• [What the task asks] In the entries below, find the line with "The problem described" and print exactly every line from there up to and including the line with "PR #1399, opened 2025-01-31", with no other lines.

(Extracted records)

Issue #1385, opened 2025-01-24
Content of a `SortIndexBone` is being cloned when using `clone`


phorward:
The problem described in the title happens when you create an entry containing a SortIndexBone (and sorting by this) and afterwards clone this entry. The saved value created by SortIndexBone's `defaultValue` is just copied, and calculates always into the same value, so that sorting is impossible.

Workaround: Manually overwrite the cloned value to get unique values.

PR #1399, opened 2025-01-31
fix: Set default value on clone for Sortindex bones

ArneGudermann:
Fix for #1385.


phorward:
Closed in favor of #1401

(End Extracted records)
(Extracted records)

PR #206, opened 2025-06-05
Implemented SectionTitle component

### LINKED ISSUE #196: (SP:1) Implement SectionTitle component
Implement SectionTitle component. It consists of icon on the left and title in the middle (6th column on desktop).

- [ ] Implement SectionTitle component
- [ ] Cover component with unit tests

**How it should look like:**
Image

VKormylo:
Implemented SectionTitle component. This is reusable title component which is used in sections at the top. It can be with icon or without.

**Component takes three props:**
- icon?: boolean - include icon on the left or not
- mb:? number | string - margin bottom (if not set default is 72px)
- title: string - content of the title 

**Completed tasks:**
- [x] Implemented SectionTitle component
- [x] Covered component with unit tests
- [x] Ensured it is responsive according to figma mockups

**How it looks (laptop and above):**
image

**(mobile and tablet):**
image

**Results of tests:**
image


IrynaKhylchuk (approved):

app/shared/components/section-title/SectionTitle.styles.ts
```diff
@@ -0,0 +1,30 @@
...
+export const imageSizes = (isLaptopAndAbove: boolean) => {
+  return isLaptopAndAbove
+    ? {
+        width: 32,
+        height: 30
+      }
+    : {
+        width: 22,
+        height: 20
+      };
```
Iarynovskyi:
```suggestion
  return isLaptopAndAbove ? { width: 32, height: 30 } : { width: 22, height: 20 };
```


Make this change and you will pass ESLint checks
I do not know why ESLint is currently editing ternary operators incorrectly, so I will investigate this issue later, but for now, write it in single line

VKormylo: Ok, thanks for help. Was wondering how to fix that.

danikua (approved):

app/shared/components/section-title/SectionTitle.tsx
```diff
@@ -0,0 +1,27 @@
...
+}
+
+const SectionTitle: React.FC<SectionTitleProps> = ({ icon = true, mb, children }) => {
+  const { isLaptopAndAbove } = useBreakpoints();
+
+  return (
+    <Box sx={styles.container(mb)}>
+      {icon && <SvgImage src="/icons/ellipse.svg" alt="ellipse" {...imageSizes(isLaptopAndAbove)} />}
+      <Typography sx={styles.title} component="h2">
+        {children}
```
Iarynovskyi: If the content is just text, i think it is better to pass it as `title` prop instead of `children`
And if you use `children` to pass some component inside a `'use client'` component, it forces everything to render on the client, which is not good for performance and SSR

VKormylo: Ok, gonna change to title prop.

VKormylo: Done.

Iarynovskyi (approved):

(End Extracted records)

• [Result of the exercise]
The problem described in the title happens when you create an entry containing a SortIndexBone (and sorting by this) and afterwards clone this entry. The saved value created by SortIndexBone's `defaultValue` is just copied, and calculates always into the same value, so that sorting is impossible.

Workaround: Manually overwrite the cloned value to get unique values.

PR #1399, opened 2025-01-31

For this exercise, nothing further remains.